Mary is standing at the edge of a slow-moving river which is one mile wide and she wishes to return to her campground site on the opposite side of the river. She can swim at a rate of 2 mph and walk at a rate of 3 mph. She must first swim across the river to any point on the opposite bank. From there she can walk to the campground, which is one mile down river from the point directly across the river from where she start her swim. What route will take the least amount of time?
What I started to do was find the missing leg of the triangle which is √2 because i figured that would be the quickest route across, but I dont know what to do after that any ideas? Thanks.

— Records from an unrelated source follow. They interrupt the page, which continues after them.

PR #3832, opened 2026-08-31
docs: fix parameter names left from the nautilus era

darkdi:
These names date back to nautilus: `nemo_mime_activate_file` still documents `@view` and `@use_new_window`, which became `parent_window` and `flags` when the window slot work landed, and `nemo_launch_application` documents `@uris` although it takes a list of files and builds the uris itself. I left the block above `nemo_launch_application_from_command_array` alone, since it names the non-array function and moving it is a judgement call.

### DIFF
--- a/src/nemo-mime-actions.c
+++ b/src/nemo-mime-actions.c
@@ -2235,7 +2235,7 @@ activation_start_mountables (ActivateParameters *parameters)
  *
  * Activate a list of files. Each one might launch with an application or
  * with a component. This is normally called only by subclasses.
- * @view: FMDirectoryView in question.
+ * @parent_window: The window to parent dialogs on.
  * @files: A GList of NemoFiles to activate.
  *
  **/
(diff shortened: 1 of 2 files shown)


src/nemo-mime-actions.c
```diff
@@ -2235,7 +2235,7 @@ activation_start_mountables (ActivateParameters *parameters)
  *
  * Activate a list of files. Each one might launch with an application or
  * with a component. This is normally called only by subclasses.
- * @view: FMDirectoryView in question.
+ * @parent_window: The window to parent dialogs on.
  * @files: A GList of NemoFiles to activate.
```
mtwebster: This doesn't really 'fix' anything - all arguments should be listed...

parent_window
files
launch_directory
flags
user_confirmation

src/nemo-mime-actions.c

On my website is a similar problem -
See a bird flies home at
Optimization and Related Rates
This should give you an idea how to proced --only the numbers are different
According to your bird example, am I on the right track with this pic:
Its sort of small but its basically x distance walking, then √(1+(1-x)^2) distance across to the campsite. It forms a triangle with base 1-x, height 1 and hypotenuse √(1+(1-x)^2) ? So from that, my time equation would look like:
t(x)= x/3+√(1+(1-x)^2) / 2
the equation is correct but the way the problem is stated she must swim first then walk.
In your diagram she walks first and swims second
if you switch the campground and Mary the diagram matches the question
and the equation stays the same
Thanks for the help, much appreciated!